Division of Thoracic Surgery, Massachusetts General Hospital, Harvard Medical School, Boston, Massachusetts, USA.
Ann Thorac Surg. 2011 Nov;92(5):1780-6; discussion 1786-7. doi: 10.1016/j.athoracsur.2011.05.081. Epub 2011 Oct 31.
There are few data to predict the benefit of pulmonary metastasectomy in patients with extrathoracic sarcoma. This study analyzes prognostic factors associated with improved outcomes.
Between June 2002 and December 2008, 97 patients underwent pulmonary resection for metastatic sarcoma at Massachusetts General Hospital. Eight patients were excluded because of lack of follow-up data. Analysis was performed using Kaplan-Meier estimates of survival, log-rank test, and multivariate Cox model.
Overall 5-year survival for the cohort was 50.1%. Patients who had multiple operations for recurrent pulmonary metastases had better 5-year survival compared with patients who had a single operation (69 versus 41%; p = 0.017). Median disease- free survival (DFS) for the reoperation group was 12.9 months compared with 9.1 months for the single-operation group (p < 0.028). Patients with a disease-free interval (DFI) greater than 12 months from detection of primary sarcoma to pulmonary metastasectomy had improved survival compared with those whose DFI was less than 12 months (p < 0.0001). Patients with bilateral metastasectomy had lower 5-year survival compared with metastasectomy for unilateral disease (22% versus 68% ;p < 0.0001). Two or more metastases were associated with poorer outcome compared with a single metastasis (p = 0.0007). A positive resection margin portended worse survival compared with a negative resection margin (p = 0.004). Patients with lesions larger than 3 cm had decreased survival compared with patients with lesions smaller than 3 cm (p = 0.017) with no difference in median DFS. Histologic type, grade of tumor, and use of chemotherapy had no effect on survival. Multivariate analysis showed that patients with a DFI greater than 12 months (p = 0.001), single-sided metastasis (p = 0.001), negative margins (p = 0.002), and multiple operations (p = 0.018) had better survival.

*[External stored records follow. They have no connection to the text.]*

PR #1501, opened 2026-06-02
feat(refs DPLAN-17527): Add prop for invalid state to DpInput

rafelddemos:
This PR adds a prop for invalid styling to `DpInput` that can be used for client-validation like duplicate values depending on the component's state. It pushes the class to the input's `classes` array.

It also adds aria-invalid attribute to `DpInput` and the prop check to the unit test.

Related Ticket:[ DPLAN-17527](https://demoseurope.youtrack.cloud/issue/DPLAN-17527/NEU-ADO-50748-Bearbeiten-von-custom-Verfahrensschritten)


src/components/DpInput/DpInput.vue
```diff
@@ -309,6 +321,10 @@ const classes = computed(() => {
     _classes.push('text-input bg-surface border border-input cursor-text')
   }
 
+  if (props.showErrorBorder) {
+    _classes.push('border-status-failed')
+  }
```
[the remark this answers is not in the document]
rafelddemos: added in 6a049f13423c164ba6e044a6e0750b5a2ef7618a

src/components/DpInput/DpInput.vue
```diff
@@ -221,6 +221,18 @@ const props = defineProps({
     validator: (prop: string) => ['full', 'left', 'right'].includes(prop),
   },
 
+  /**
+   * When true, `border-status-failed` class is added to `<input>` classes,
+   * rendering the same thin error border as a native required-empty field.
+   * This is independent of the dp-validate system,
+   * e.g. for client-side checks like duplicate values in the input.
+   */
+  showErrorBorder: {
```
hwiem: I'd suggest to rename the prop to `invalid` because that expresses more accurately what the prop represents and what it should be used for; if we add the focus style and the aria-invalid attribute, `showErrorBorder` is no longer accurate.

src/components/DpInput/DpInput.vue
```diff
@@ -309,6 +321,10 @@ const classes = computed(() => {
     _classes.push('text-input bg-surface border border-input cursor-text')
   }
 
+  if (props.showErrorBorder) {
+    _classes.push('border-status-failed')
```
hwiem: To make this accessible, we should also add an `aria-invalid` attribute to the input if `invalid`/`showErrorBorder` is `true`; that way, screen readers will announce the input as invalid.

To make the styling consistent with dp-validate, we should also add `focus-visible:outline-interactive-warning`

src/components/DpInput/DpInput.vue
```diff
@@ -221,6 +221,18 @@ const props = defineProps({
     validator: (prop: string) => ['full', 'left', 'right'].includes(prop),
   },
 
+  /**
+   * When true, `border-status-failed` class is added to `<input>` classes,
+   * rendering the same thin error border as a native required-empty field.
+   * This is independent of the dp-validate system,
+   * e.g. for client-side checks like duplicate values in the input.
+   */
```
hwiem, line 229: I think we don't need to explicitly state here which styles are applied, and the reference should not be native styling, but our design system. So I'd change the comment to something like
```
/**
 * When true, invalid styling and `aria-invalid` are applied to the input.      
 * Use for client-side, state-dependent checks that dp-validate
 * can't express (e.g. a value that must be unique across sibling rows).
*/
```

CHANGELOG.md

Pulmonary metastasectomy for sarcoma can be associated with prolonged survival. Tumor resectability, DFI, number of metastases, and laterality are important factors in determining patient selection for curative surgical intervention. Repeated pulmonary metastasectomy in select patients may improve survival despite recurrent disease.
目前仅有少量数据可用于预测胸外肉瘤患者肺转移切除术的获益,本研究旨在分析与改善预后相关的预测因素。
2002 年 6 月至 2008 年 12 月,在马萨诸塞州综合医院接受肺转移切除术的 97 例肉瘤患者,其中 8 例因缺乏随访数据被排除。采用 Kaplan-Meier 生存估计、对数秩检验和多变量 Cox 模型进行分析。
该队列的总体 5 年生存率为 50.1%。与接受单次手术的患者相比,接受多次复发性肺转移切除术的患者的 5 年生存率更高(69%比 41%;p = 0.017)。再次手术组的中位无疾病生存(DFS)期为 12.9 个月,而单次手术组为 9.1 个月(p < 0.028)。与无疾病间隔(DFI)小于 12 个月的患者相比,DFI 大于 12 个月的患者的生存情况更好(p < 0.0001)。与单侧疾病相比,双侧肺转移切除术患者的 5 年生存率较低(22%比 68%;p < 0.0001)。与单发转移相比,2 个或更多转移与较差的预后相关(p = 0.0007)。切缘阳性预示着生存情况更差(p = 0.004)。与病灶小于 3cm 的患者相比,病灶大于 3cm 的患者的生存率降低(p = 0.017),但中位 DFS 无差异。组织学类型、肿瘤分级和化疗的使用对生存没有影响。多变量分析显示,DFI 大于 12 个月(p = 0.001)、单侧转移(p = 0.001)、阴性切缘(p = 0.002)和多次手术(p = 0.018)的患者生存情况更好。
肉瘤肺转移切除术可延长生存时间。肿瘤可切除性、DFI、转移灶数量和肿瘤侧别是确定患者接受根治性手术干预的重要因素。尽管疾病复发,选择合适的患者进行多次肺转移切除术可能会改善生存。